Pat Mata'utia-Leifi (pronounced ma-ta-oo-tee-a) (born 11 September 1993) is a Samoa international rugby league footballer. His positions are and . He previously played for the Newcastle Knights in the National Rugby League.

==Background==
Mata'utia was born in Campsie, New South Wales, Australia. He is of Samoan descent.

He played his junior rugby league for the South Newcastle Lions in the Newcastle Rugby League, before being signed by the Newcastle Knights.
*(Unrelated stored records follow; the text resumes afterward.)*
PR #2341, opened 2026-09-06
[Fix] ActiveEffect Displaying

### LINKED ISSUE #2340: [Bug] Visual wording for effects not appearing
**Describe the bug**
When applying effects to tokens, if the effect configuration does not have anything in the "change" tab, the +effectName or -effectName wording does not appear when gaining/losing the effect.
The effect works correctly and appears correctly in the right upper corner.

**To Reproduce**
1. Create an action/reaction/anything that would apply an effect to a target but leave the "change" tab empty
2. Click on apply effect to target
3. See the effect is applied correctly but no visual wording appears.

**Expected behavior**
Gaining and losing an effect without any changes to any attribute keys should still show the visual prompt of the token gaining or losing that effect.

**Screenshots**
This visual prompt is what I'm referring to.
Image

**Setup Information:**
 - OS: Windows
 - Browser Firefox, Foundry app
 - Foundry Version v14 b364
- System Version 2.9.2

WBHarry:
**1)** Fixed so that statuses applied from another effect will be displayed on the canvas token. This had become since we added stacking for effects, since the simple objects generated for statuses would error out on a conditional.
image

----
Fixes #2340 
**2)** This one I'm not 100% on, but I -think- it's good?
When an ActiveEffect is created/deleted enabled/disabled Foundry typically generates a scroll text on the canvas token showing that:
image

Foundry's standard logic does this check though:
`if ( !(this.statuses.size || this.system.changes.length) ) return;`
I'm not sure I agree with that. There are a lot of ActiveEffects being applied that don't have any mechanical things attached to them, but that serve as markers for something that's handled narratively. I think these should still generate the text.
I copied the Foundry function and removed that conditional.

### DIFF
--- a/module/canvas/placeables/token.mjs
+++ b/module/canvas/placeables/token.mjs
@@ -51,7 +51,7 @@ export default class DhTokenPlaceable extends foundry.canvas.placeables.Token {
         this.effects.overlay = null;
 
         // Categorize effects
-        const activeEffects = getIconVisibleActiveEffects(Array.from(this.actor?.allApplicableEffects() ?? []));
+        const activeEffects = getIconVisibleActiveEffects(this.actor?.getActiveEffects() ?? [])
         const overlayEffect = activeEffects.findLast(e => e.img && e.getFlag?.('core', 'overlay'));
 
         // Draw effects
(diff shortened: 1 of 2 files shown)


CarlosFdez:
I agree with you here.

CarlosFdez (approved):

Mata'utia is the younger brother of Knights teammates Peter Mata'utia and Chanel Mata'utia, and older brother of Knights teammate Sione Mata'utia.

==Playing career==
===Early career===
In October 2011, Mata'utia played for the Australian Schoolboys. In 2012 and 2013, he played for the Newcastle Knights' NYC team. On 16 October 2013, he re-signed with the Knights on a 2-year contract. In 2014, he graduated on to the Knights' New South Wales Cup team. Late in September 2014, he signed a letter of intent to join the Canterbury-Bankstown Bulldogs on a four-year contract starting in 2016, along with his brothers Chanel and Sione. However, the NRL's rules didn't allow Canterbury to register the contracts until 30 June 2015, leaving the option of staying at Newcastle open for the Mata'utias.

===2015===
On 19 March, Mata'utia re-signed with the Newcastle outfit on a three-year contract, along with his brothers Chanel and Sione. On 2 May, he played for Samoa against Tonga in the 2015 Polynesian Cup, making his international debut on the wing in Samoa's 18-16 win at Cbus Super Stadium.

===2016===
In round 1 of the 2016 NRL season, Mata'utia made his NRL debut for Newcastle against the Gold Coast Titans after the suspension of his brother Sione left open a position at centre. He scored a try on debut in Newcastle's 12-30 loss at Cbus Super Stadium. He finished the year with 14 appearances and two tries.

===2018===
After not seeing NRL time for the last two seasons, Mata'utia parted ways with the Newcastle club at the end of the 2018 season.